Yutori, or Depth Over Speed
The geopolitical signals that investors miss about Pakistan's mineral potential
I stood at the edge of Gwadar Port’s container terminal watching a lone crane move against an empty horizon. The port can handle 300 million tons annually. That afternoon, it sat mostly idle. The gap between what this place could be and what it’s allowed to become felt deliberate.
During Pakistan’s National Security Workshop, a senior official described Gwadar as “the most expensive monument to unrealized potential in the region.” Later, over tea in Quetta, a mining executive put it sharper: “Every time we get close to moving dirt at scale, something blows up.
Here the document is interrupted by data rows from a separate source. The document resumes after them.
PR #2792, opened 2021-06-29
values of query parameter `precision` for write api.

StoneYunZhao:
Reproduce:
```bash
curl -X POST "http://localhost:8086/write?db=1&precision=aa"
```

Got:
```json
{"error":"invalid precision \"aa\" (use n, u, ms, s, m or h)"}
```

So, available values for precision are "n, u, ms, s, m, h".

But the code `serveWriteV1` support both "ns" and "n". I think the code is not preciseness. Another evidence is from `serveWriteV2` which turn "ns" into "n".

- `serveWriteV1`: [handler.go, line 866](https://github.com/influxdata/influxdb/blob/master-1.x/services/httpd/handler.go#L866)
- `serveWriteV2`: [handler.go, line 843](https://github.com/influxdata/influxdb/blob/master-1.x/services/httpd/handler.go#L843)

- [ ] Rebased/mergeable


sanderson (approved):
Thanks @StoneYunZhao

PR #2800, opened 2021-06-30
Use hardcoded checksum for `s3deploy`

pierwill:
Also remove unused install script.


sanderson (changes requested):
I'm not sure I want to move in this direction. If we hardcode the hash, we have to manually update it anytime we want to bump the version of s3deploy. Is there a significant security risk if we dynamically fetch the hash from a trust source?

If we don't want to dynamically fetch the hash, let's define it where the s3deploy version is defined (in `circleci/config.yml`), then load it here as an environment variable.

pierwill:
We will have to update the hash manually, but unless the cost of doing so is prohibitive, there is a real security gain when reducing the number of trusted connections that have to be made dynamically.

Your suggestion of putting the checksum in the CircleCI yaml is great! That way there's only one file to change whenever we update this dependency, and it shouldn't be too painful.

sanderson (approved):

PR #2808, opened 2021-07-06
fix: example for updating a bucket retention period

wbaker85:
The example at https://docs.influxdata.com/influxdb/v2.0/organizations/buckets/update-bucket/#update-a-buckets-retention-period doesn't work quite right; for this command to work, a duration needs to be provided, and it isn't necessarily nanoseconds. I updated the documentation so that the example will work better.


pierwill (approved):

pierwill:
Thanks, @wbaker85!

PR #2881, opened 2021-07-21
Fix handler yaml example

galuque:
The type of `arg` should be "list of string" and the current examples uses just a string. If used as is the following error will occur:

```
"failed to decode options into *alert.ExecHandlerConfig: 1 error(s) decoding:\n\n* 'args': source data must be an array or slice, got string"
```

Changed the handler examples from:

```yaml
id: handler-id
topic: topic-name
kind: exec
options:
  prog: /path/to/executable
  args: 'executable arguments'
```

to

```yaml
id: handler-id
topic: topic-name
kind: exec
options:
  prog: /path/to/executable
  args:
    - 'executable arguments'
```
In both 1.5 and 1.6 docs

- [ ] Rebased/mergeable

### DIFF
--- a/content/kapacitor/v1.5/event_handlers/exec.md
+++ b/content/kapacitor/v1.5/event_handlers/exec.md
@@ -29,7 +29,8 @@ topic: topic-name
 kind: exec
 options:
   prog: /path/to/executable
-  args: 'executable arguments'
+  args:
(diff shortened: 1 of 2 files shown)


sanderson (approved):
Thanks @galuque!

PR #968, opened 2016-10-19
Code added for REST_PUT API call

AgalyaR:
Support for REST_PUT API call 
Files modified:
rest_client.c
rest_methods.c
rest_methods.h

### DIFF
--- a/action.c
+++ b/action.c
@@ -45,6 +45,7 @@
  * \brief OpenSIPS Generic functions
  */
 
+
 #include "action.h"
 #include "config.h"
 #include "error.h"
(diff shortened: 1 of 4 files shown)


liviuchircu:
Thank you for taking the time to make the PR, @AgalyaR !

Looks good to me. There were issues with the indentation, and I took the time to fix them, since it was your first pull request :) As a general rule, we indent with tabs, not spaces. You should tune your text editor to display tabs as being 4-space wide.

The final logical step is to add documentation in `rest_client/doc/rest_client_admin.xml` for `rest_put()`.

PR #983, opened 2016-11-03
Spread timer wakeups across threads to prevent thundering herd

rrb3942:
The current timer method causes a thundering heard effect every time a timer is fired. This is because all children listen on the same timer pipe. Every write to that pipe cause all children to wake up, even though only the first one is able to grab the timer job. This isn't a very big problem at low children and timer counts, but as both of these grow it gets much worse.

This patch instead creates a timer pipe per worker child, up to TIMER_MAX_PIPES, at which point children start sharing timer pipes. The extra process that prevents timer starvation listens on all timer pipes, so it is still able to perform work if all children are busy.

When dispatching timer events we round-robin through the active timer pipes for each event. This allows us to balance timer events among the children. In case of an error we advance to the next pipe, eventually trying all pipes before giving up.

In most cases this results in only two threads being woken (the one child worker and the timer process) per timer event. This is in contrast to every child worker + the timer process being woken per timer event.

Some numbers (Taken from a VM running Centos 6 w/6 cores and watching vmstat on an idle system):
(Note: No TCP workers, just udp)

Pre-Patch:
Children = 30
TM timer_partitions = 16
Results: 1.5k-2k Interrupts/Sec 8-12k Context switches/Sec

Children = 200
TM timer_partitions = 16
Results: 8k-13k Interrupts/Sec 60k-80k Context switches/Sec

Post-Patch:
Children = 30
TM timer_partitions = 16
Results: 170-220 Interrupts/Sec 400-480 Context switches/Sec

Children = 200
TM timer_partitions = 16
Results: 260-350 Interrupts/Sec 880-1100 Context switches/Sec

The 200 children example is a bit extreme for this vm, but it demonstrates the scaling issues.

I think spurious wake-ups could be reduced further on kernels >= 2.6.35 by giving the timer process a dedicated pipe with a limited buffer size and only waking children when that becomes full. At the moment my testing systems are still on Cent 6, so they don't support it, but if there is interest I could work on adding that later.

This patch works on all systems and takes care of the bulk of the issue.

Because of the current regressive behaviour it might be worthwhile to look at applying this to the 2.2 LTS as well.

Appreciate any input and additional testing on this.

### DIFF
--- a/cfg.lex
+++ b/cfg.lex
@@ -354,6 +354,7 @@ DISABLE_STATELESS_FWD	"disable_stateless_fwd"
 DB_VERSION_TABLE "db_version_table"
 DB_DEFAULT_URL "db_default_url"
 DB_MAX_ASYNC_CONNECTIONS "db_max_async_connections"
+CHILDREN_PER_TIMER	children_per_timer
 DISABLE_503_TRANSLATION "disable_503_translation"
 
 MPATH	mpath
@@ -650,6 +651,8 @@ IMPORTFILE      "import_file"
 									return DB_DEFAULT_URL; }
 <INITIAL>{DB_MAX_ASYNC_CONNECTIONS}	{	count(); yylval.strval=yytext;
 									return DB_MAX_ASYNC_CONNECTIONS; }
+<INITIAL>{CHILDREN_PER_TIMER}		{	count(); yylval.strval=yytext;
+									return CHILDREN_PER_TIMER; }
 <INITIAL>{DISABLE_503_TRANSLATION}	{	count(); yylval.strval=yytext;
 									return DISABLE_503_TRANSLATION; }
 
--- a/cfg.y
+++ b/cfg.y
@@ -392,10 +392,10 @@ static struct multi_str *tmp_mod;
 %token DB_VERSION_TABLE
 %token DB_DEFAULT_URL
 %token DB_MAX_ASYNC_CONNECTIONS
+%token CHILDREN_PER_TIMER
 %token DISABLE_503_TRANSLATION
 %token SYNC_TOKEN
 %token ASYNC_TOKEN
-
 
 
 
@@ -1080,6 +1080,8 @@ assign_stm: DEBUG EQUAL snumber
 		| DB_MAX_ASYNC_CONNECTIONS EQUAL error {
 				yyerror("integer value expected");
 				}
+		| CHILDREN_PER_TIMER EQUAL NUMBER { children_per_timer=$3; }
+		| CHILDREN_PER_TIMER EQUAL error { yyerror("integer value expected"); }
 		| DISABLE_503_TRANSLATION EQUAL NUMBER { disable_503_translation=$3; }
 		| DISABLE_503_TRANSLATION EQUAL error {
 				yyerror("integer value expected");
--- a/globals.h
+++ b/globals.h
@@ -140,6 +140,9 @@ extern int db_max_async_connections;
 
 extern int disable_503_translation;
 
+/*Timer behavior*/
+extern int children_per_timer;
+
 extern int enable_asserts;
 extern int abort_on_assert;
 #endif
--- a/main.c
+++ b/main.c
@@ -236,6 +236,9 @@ int gid = 0;
 int disable_core_dump=0; /* by default enabled */
 int open_files_limit=-1; /* don't touch it by default */
 
+/* timer config options */
+int children_per_timer=0;
+
 #ifdef USE_MCAST
 int mcast_loopback = 0;
 int mcast_ttl = -1; /* if -1, don't touch it, use the default (usually 1) */
@@ -1161,7 +1164,8 @@ try_again:
 	}
 
 	/* init timer */
-	if (init_timer(children_no + tcp_children_no)<0){
+	/* Enforce 1 global timer pipe based on config */
+	if (init_timer(children_per_timer <= 0 ? 1 : ((children_no + tcp_children_no)/children_per_timer))<0) {
 		LM_CRIT("could not initialize timer, exiting...\n");
 		goto error;
 	}
--- a/main.c
+++ b/main.c
@@ -1161,7 +1161,7 @@ try_again:
 	}
 
 	/* init timer */
-	if (init_timer()<0){
+	if (init_timer(children_no + tcp_children_no)<0){
 		LM_CRIT("could not initialize timer, exiting...\n");
 		goto error;
 	}
--- a/net/net_tcp.c
+++ b/net/net_tcp.c
@@ -1688,7 +1688,7 @@ int tcp_count_processes(void)
 
 int tcp_start_processes(int *chd_rank, int *startup_done)
 {
-	int r, n;
+	int r, n, timer_pipe_id;
 	int reader_fd[2]; /* for comm. with the tcp children read  */
 	pid_t pid;
 	struct socket_info *si;
@@ -1717,6 +1717,10 @@ int tcp_start_processes(int *chd_rank, int *startup_done)
 			LM_ERR("socketpair failed: %s\n", strerror(errno));
 			goto error;
 		}
+
+		//Timer pipe id for this child to listen on
+		//This will cause it to wrap in the event of more children than pipes
+		timer_pipe_id = (*chd_rank) % timer_pipe_count;
 
 		(*chd_rank)++;
 		pid=internal_fork("SIP receiver TCP");
@@ -1758,7 +1762,7 @@ int tcp_start_processes(int *chd_rank, int *startup_done)
 
 			report_conditional_status( 1, 0);
 
-			tcp_worker_proc( reader_fd[1] );
+			tcp_worker_proc( reader_fd[1], timer_pipe_id );
 			exit(-1);
 		}
 	}
--- a/net/net_tcp_proc.c
+++ b/net/net_tcp_proc.c
@@ -114,7 +114,7 @@ inline static int handle_io(struct fd_map* fm, int idx,int event_type)
 
 	switch(fm->type){
 		case F_TIMER_JOB:
-			handle_timer_job();
+			handle_timer_job(fm->fd);
 			break;
 		case F_SCRIPT_ASYNC:
 			async_script_resume_f( &fm->fd, fm->data);
@@ -291,7 +291,7 @@ static inline void tcp_receive_timeout(void)
 
 
 
-void tcp_worker_proc( int unix_sock)
+void tcp_worker_proc( int unix_sock, int timer_pipe_id)
 {
 	/* init reactor for TCP worker */
 	tcpmain_sock=unix_sock; /* init com. socket */
@@ -300,7 +300,7 @@ void tcp_worker_proc( int unix_sock)
 	}
 
 	/* start watching for the timer jobs */
-	if (reactor_add_reader( timer_fd_out, F_TIMER_JOB, RCT_PRIO_TIMER,NULL)<0){
+	if (reactor_add_reader( timer_fds_out[timer_pipe_id], F_TIMER_JOB, RCT_PRIO_TIMER,NULL)<0){
 		LM_CRIT("failed to add timer pipe_out to reactor\n");
 		goto error;
 	}
--- a/net/net_tcp_proc.h
+++ b/net/net_tcp_proc.h
@@ -27,6 +27,6 @@
 #define _NET_net_tcp_proc_h
 
 /* Loop implementing a TCP worker */
-void tcp_worker_proc( int fd);
+void tcp_worker_proc( int fd, int timer_pipe_id);
 
 #endif
--- a/net/net_udp.c
+++ b/net/net_udp.c
@@ -261,7 +261,7 @@ inline static int handle_io(struct fd_map* fm, int idx,int event_type)
 			update_stat( pt[process_no].load, -1 );
 			return n;
 		case F_TIMER_JOB:
-			handle_timer_job();
+			handle_timer_job(fm->fd);
 			return 0;
 		case F_SCRIPT_ASYNC:
 			async_script_resume_f( &fm->fd, fm->data);
@@ -286,7 +286,7 @@ inline static int handle_io(struct fd_map* fm, int idx,int event_type)
  * \see main_loop
  * \return -1 for errors
  */
-int udp_rcv_loop( struct socket_info *si )
+int udp_rcv_loop( struct socket_info *si, int timer_pipe_id)
 {
 
 	/* create the reactor for UDP proc */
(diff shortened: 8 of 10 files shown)


wdoekes:
Nice work!

I'm not intimate with the code, so I won't review it. But I'll point out the `s/heard/herd/` spelling error.

liviuchircu:
Very nice before/after analysis!

I reviewed the patch, and my only note is related to its behavior with multiple UDP interfaces (say, 4-5 listeners, which is a fairly common usage). Even in that case, fd assignment would only wrap around `TIMER_MAX_PIPES` a couple of times, leading to a maximum of 3-4 processes sharing the same pipe fd, and being all woken up by a single timer event. In other words, it seems to work well even in the roughest of conditions!

Overall, great work and a nice addition. LGTM.

rrb3942:
@wdoekes Can't believe I missed that in my commit message AND the pull request. It has been fixed.

@liviuchircu You actually need over 100 children (between udp and tcp) before it starts to wrap. I figure at that scale a few extra wake ups aren't a big deal. I just didn't want to spawn pipes without bounds. In the case of less than 100 children (which I believe is most use cases), they each get their own pipe. At least, that is what is supposed to happen.

bogdan-iancu:
Hi @rrb3942 , let me share some thoughts on the how balancing the timer jobs to all the processes.

There are 2 main requirements here:
1) to be sure to you find all the time a free process able to handle the new timer job
2) the execution of the timer job must be with minimum of delay (buffering).

So, the idea of having a single pipe read by all processes guarantees 100% that the job will be picked up by any idle worker process. It is important to be picked up by an idle process, so we can guarantee 2) - an realtime timer triggering. With the unique pipe, does not matter which proc is available - if we have only one ready to read from pipe, the timer job will be picked up.
This guarantee that we find all the time the available procs to handle the timer job on the spot, with no delays. 
I was fully aware of the context switching storm that happens when same "read" event is delivered to all processes (listening on the pipe), but only one doing the actual read. But this is a drawback under low load, where it is not a problem. The unique pipe approach will provide the maximum of efficiency (this drawback will disappear) under high load as:
* more and more procs are busy doing other tasks, so less actually listening on the pipe (at a certain time), so the context-switching storm will become less and less with higher and higher load
* more and more timer tasks are generated under high loads, so even if task N generates a read event on the pipe in several procs, one will read task N, but other already awaken may read the following M timer task.
So basically we make opensips more efficient under heavy load on the expense of the low load inefficient processing :) 

Now, looking at the approach you optimize the low load (reduces the amount of context switches when you have many idle processes), but:
1) when you write a task to one of the pipes, you are not aware of the availability of the procs reading from that pipe - they may be busy or not; so you may end up pushing the task to a subset of procs that are busy, while others are idle -> it fails to find the available procs to take the job, breaking 1)
2) you stop pushing tasks on a pipe when the pipe get full (the write fails as it will block). That means you allow time jobs to be buffered/queued on the pipes, which breaks 2) - the jobs must be as realtime as possible, with zero buffering (as time as you have free workers).

Maybe there is something I missed on your patch, I will be more than happy see if there is a way to improve the current implementation.

Regards,
Bogdan

rrb3942:
@bogdan-iancu Thanks for the feedback.

To address your concerns:

1) There are always at minimum, two processes waiting on each pipe, the child worker process and the independent timer process (which listens on all timer pipes). I believe this is enough to ensure that the timer gets handled in a quick manner, but this could be adjusted. Lets say we make (children_no + tcp_children_no)/2 timer pipes, we would then have minimum 2 worker children + the timer process per pipe (for a total of 3). Worst case is that the timer processes has to handle the task, because the other child(ren) are busy, which is the current worst case as well. Also since we are evenly distributing the tasks among children, if everything is already busy we should see similar performance as compared to the current implementation under heavy loads.

2) Each timer gets pushed to a different pipe in a round-robin fashion, but we fail-over to a new pipe in the event of a write error. We are just not writing until the first pipe is full, then moving on to the next. We are advancing the pipe for every task. This gives us an even distribution of tasks. If we are at a point where pipes are filling up then nothing has been able to service timer tasks at all and things are really broken. This also lets us queue up tasks for the workers if many timer tasks fire at once to the point were we loop around the pipes, and allows for the same scenario in your second bullet point above (a thread that is already awake can handle multiple tasks that are waiting).

In general, I think it is a pretty bad experience to start up an application and see it immediately cause load while being idle. It can make judging actual load harder as well, as you have a baseline level of busy that can mask actual increasing load.

The other argument I would make is that the excess timer checking by all the processes is just busy work, taking CPU time from processes with actual work to do. While you are correct in saying that if a thread is already awake it can handle multiple jobs, it might also get kicked to the back of the run-queue because another process woke-up to check for that same job it just took, effectively delaying the timer. We are also not just reducing Context-Switching, but Interrupts as well, and no helpful work is being done in those interrupt handlers.

I don't have a load testing scenario currently setup. Some medium and high load scenarios might help determine if there is any regression at those levels, although I don't think there will be.

I think one important difference between the current implementation and my proposed one, is that the proposed one is adjustable. If TIMER_MAX_PIPES is set to 1, you will effectively have the same behaviour as the current implementation (one global shared pipe). What if I add a 'TIMER_CHILDREN_PER_PIPE' as well, that can be used to adjust the number of workers that listen per pipe? Between TIMER_MAX_PIPES and TIMER_CHILDREN_PER_PIPE, it could be adjusted for reduced load or for timer importance? Then users could make the decision (of course sane defaults would need to be determined).

rrb3942:
@bogdan-iancu Please review the latest commit.

It adds a 'children_per_timer' configuration option. It sets the minimum number of children that will be woken per timer event. The default (0) causes all children to listen on a single pipe, which is the same behaviour as the current implementation. Setting it to 1 causes each child to get its own pipe (unless TIMER_MAX_PIPES is exceeded). Setting it to 10 would cause at least 10 workers to listen per pipe, if there are less than 10 workers all children listen on the same pipe. 

This way it can be configured to the degree that the user wants to reduce load or increase timer priority.

Please note that in addition to the above, the separate timer process is always waiting on all timer pipes.

Numbers at idle for 200 children and 16 TM timer partitions:
Default (0):
Results: 8k-13k Interrupts/Sec 60k-80k Context switches/Sec

100:
Results: 1.5k-2k Interrupts/Sec 27k-30k Context switches/Sec

50:
Results: 600-1.6k Interrupts/Sec 12k-19k Context switches/Sec

10:
Results: 300-600 Interrupts/Sec 2.1k-3.6k Context switches/Sec

1:
Results: 250-360 Interrupts/Sec 800-1.1k Context switches/Sec

bogdan-iancu:
@rrb3942 , the problem we addressed with this timer pipe (starting with 2.1) was the timer bottleneck. Why squeezing all timer tasks in a single (or 2 or 3) processes (and note that the timer tasks sometimes are really time consuming) when you have so many worker processes that may sit and do nothing (idle processes in SIP handling).
So, to solve this issue, we must find ANY idle process to take over a time task in realtime, with no delay.

If the pipe is not shared between all processes able to handle a timer job, you cannot guarantee the "ANY" part of the above requirement. Distributing a job to a subset of processes will certainly fail (at some point) in locating a free/idle process:
Lets assume we have a pipe between P1, P2 and timer process. We also have P3 and P4 procs. If I put a timer job in the pipe and P1 and P2 are stuck in doing SIP handling (for INVITEs it may take some time) and the timer process is stuck in doing retransmissions or pings)...you will simply fail to use P3 or P4 (which may be idle) and compromise the timer accuracy.

You say that probabilistic speaking is ok, but it is not enough - we need a certainty. The certainty that even only one proc is available, we are able to push to it the timer job RIGHT NOW.

Another aspect which gets affected by multiple pipes - some timer jobs may be blocked in the pipe (as when dispatching the jobs you have no idea if there is any available proc to handle it). And the timer jobs are time-sensitive (as triggering order). So, with multiple pipes you may end up with a task triggered later to be executed long before one triggered earlier. 

On the other hand I understand your points in terms of unnecessary load due context switching. But IMO this is the small bad thing we have to live with with (during 0 or small load) in order to guarantee best performance under medium/high load. It is a compromise (which actually has no visible or problematic effect).

A similar problem we have right now with the dispatching of the TCP connection from the TCP main to the TCP workers - the current implementation relays on one-pipe-per TCP worker and it sucks big time. As we end up assigning new TCP conns to processes that are not idle (while others are sitting doing nothing).

I think you cannot do proper balancing without having a single central mechanism (in our case the pipe) which allows the workers to come (when available) and pick up the tasks to be executed.

rrb3942:
@bogdan-iancu Please see my timer_first_idle branch at https://github.com/rrb3942/opensips/tree/timer_first_idle 

That branch has each worker with their own pipe and they flag themselves idle right before waiting on the event loop. When they return from waiting for the event loop they flag themselves busy until they return to waiting on the loop. The timer process iterates through the workers looking for an idle worker and sends that one the job. This way we avoid sending timer work to any worker that is actively busy.

If no worker is idle it will put the timer job on a global timer pipe that all workers are listening on. This way the first worker that is spare is able to get to the timer.

The separate timer process still waits on all of the workers pipes and the global pipe to help prevent starvation.

I think this covers all of your concerns. There is some additional synchronization (this is our central mechanism) before and after waiting on the event loop, but waiting on the event loop is already "heavy" and the additional overhead should be minimal. I believe most of the polling methods also preserve the order that we register descriptors. Since we registers the timer descriptors first, even if additional events are waiting the timers should be processed first on the event wake-up.

The worker state could be used for your TCP worker issue as well.

I need to review the changes some more, but if you like that approach/direction let me know and I will close this pull and make a new one for that branch.

razvancrainea:
I'll drop some ideas here, hopefully they will be useful.

@rrb3942 In my opinion this approach definitely improves the initial problem, but does not solve it completely, because there is a small gap between the time you decide the worker is idle and you dispatch the command to him. During this gap, if that worker receives something huge (in terms of processing time) to do and the poll is triggered, you will delay the job until either him or the designated timer finishes.
Although this seems a corner case, I think it might happen pretty frequent during high traffic, especially because the `poll` will be triggered so fast. And we will end up having some jobs buffered, that could have been potentially processed by someone else, thus breaking 2.

IMO, our main focus should be optimizing during high load (that's when the timers started to drift, that's why we needed to spread timer jobs across across multiple processes), and not during idle times, where there's not such a big problem. Therefore, may I ask what is the impact/experience of the high number of context switches? Could we perhaps address it in a different way?

PS: note that the atomic builtin primitives (i.e. `__atomic_store_n`) have been introduced in [gcc 4.7](https://gcc.gnu.org/wiki/Atomic/GCCMM); for the final release, we need to work this out in a different way, perhaps enhance OpenSIPS's [atomic interface](https://github.com/OpenSIPS/opensips/blob/master/atomic.h).

Awesome work! Looking forward to get to a final solution :D!

rrb3942:
@razvancrainea I can look at alternatives for the atomics, that option was just readily available.

I think fixing that small gap would mean changing the event loop some. If, after flagging 'Busy' the loop always processed (whether an event was raised of not) its individual timer pipe immediately it would solve that. The question is if we are OK with the overhead of always checking that pipe on every wake-up. From the discussions it seems to me that we want to prioritize timers, so that might be acceptable. For the global timer pipe, should it also be processed on every wake-up, or only when triggered? If this is done, I think we could also make it so that the extra timer process only listens on the global timer pipe, as we have guaranteed that the worker will get the timer job.

From a sysadmin point of view: How do we know if the system is under heavy load if the load average is always high? :) I have monitoring configured to alert when load_avg > X. If I were to deploy the current 2.1+, I might always be over that even at idle.

The goal here is to make the scaling predictable (with minimal/no performance regression), so you can monitor system load and go 'Oh, I might be hitting a bottleneck soon' and plan accordingly, as opposed to "Well, my load average is always 5". Many of the tools on linux to check for performance issues report cpu usage, interrupts/sec, context switches/sec, disk io, io wait, etc because they are good indicators to determine what is happening on a system. Unnecessarily inflating some of of these metrics just makes it harder to diagnose a problem.

Also, what is good at heavy load can actually cause performance regression under light and medium load. So if we can optimize light and medium load, it may take longer to get to heavy load. Which of these sounds like it is doing less work from an OS/CPU usage point of view?

A) OS schedulers tend to favour processes that have been waiting on IO. This means if we can avoid sending a global signal, and only wake-up an idle process it will immediately get run time to handle the timer.

B) With a global signal, everyone wakes up, the first on gets the job, but can then be put to the back of the run queue as all the other processes check for IO. In effect this means the timer might get delayed. The only upside is that if the system is otherwise not busy that delay might not be too bad. The downside is that if other services are running on the system (or you are in a shared VM) you might be causing scheduler thrashing for them in attempts to wake-up all the children.

If we don't spend our time checking for work we won't get, we will have more time for real work (timers, sip messages, etc), which means it will take longer to hit a point where the global signal will be beneficial. In my general experience, when I see behaviour like this it often becomes a bottleneck, and when you can eliminate it you often find it is much harder to hit the 'heavy load' scenario and you have more headroom than you might otherwise have expected.

The current implementation also limits over-provisioning (say in VM's) and lets a user possibly overload their system just by spawning extra worker processes that would otherwise be idle.

If you look at it from an opensips point of view, it's best if we just spin at 100% cpu checking for work constantly. But if you look at it from an ecosystem point of view (OS, Other services, VMs) you want to be a good neighbour and eliminate unnecessary noise so everyone can get their work done in a timely manner.

I think the real issue that I might have uncovered (from the development standpoint) is that we don't have a good method to ensure timers are handled when we want them to be, so right now the global signal is the hammer we are using to help mitigate that problem.

liviuchircu:
According to [this article](https://lwn.net/Articles/667087/), thundering herd problems related to `epoll()` can be mitigated via the freshly added `EPOLLEXCLUSIVE` flag for `epoll_ctl()`. The flag is available starting with Linux kernel 4.5+.

I suggest we looked into coming up with a patch that introduces usage of this flag on appropriate glibc versions. While it wouldn't immediately take care of the idle resource usage on existing deployments, at least we can say that the problem will be fixed for future ones.

razvancrainea:
If you have a 4.5+ kernel available, just try out this patch and let us know how it behaves :):
https://gist.github.com/razvancrainea/1b61d595d4fc415aa122ca7967bd41b5#file-epoll_exclusive_trigger-diff

rrb3942:
Sorry I hadn't responded to this in a while. Holidays and other projects.

That looks really promising and does exactly what we want. Unfortunately I don't have a 4.5+ kernel system to test it on, but looks like it is worth exploring.

I was also curious if there would be interest in making timers work via a form of checkpoint preemption. This would mean having checkpoints to see if there was timer work to be done placed at strategic locations. Initially I think it could check after each sip message processed, and it could also check before actions that could take awhile (e.g. a blocking db query).

It would add some overhead to SIP message processing, but I think that can be kept low if the checkpoints are limited and placed well. The benefit would be that timers would fire faster and would not have to wait as long to be processed. This would also give timers even more priority handling.

bogdan-iancu:
@rrb3942 , thanks for pointing out the issue and for the great ideas resulting from this brainstorming. Razvan pushed a fix based on EPOLLEXCLUSIVE. 
Let us know if you have any feedback on this. 
I will close this PR as not applicable anymore.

And it’s never random what blows up.”
The question I kept returning to: what if Balochistan’s instability isn’t a bug in the system? What if it’s a feature someone else designed?
I wrote about Pakistan’s chance to climb the mineral value chain in The Nation last week. But the bigger story sits underneath. Balochistan’s stability directly threatens established regional infrastructure monopolies, particularly Gulf transshipment routes and port networks. When a corridor cuts transport times by 40 percent, when a port offers China direct Arabian Sea access that bypasses the Malacca Strait, when mineral processing moves onshore and captures margin that currently flows elsewhere, the rational move for competitors is to keep that threat unrealized.
For investors, this means the violence isn’t random. It’s strategic. And it should be priced differently.
Private equity funds and infrastructure capital treat Balochistan as generic emerging market political risk. They’re missing that this is contested supply chain infrastructure in a zero-sum regional competition.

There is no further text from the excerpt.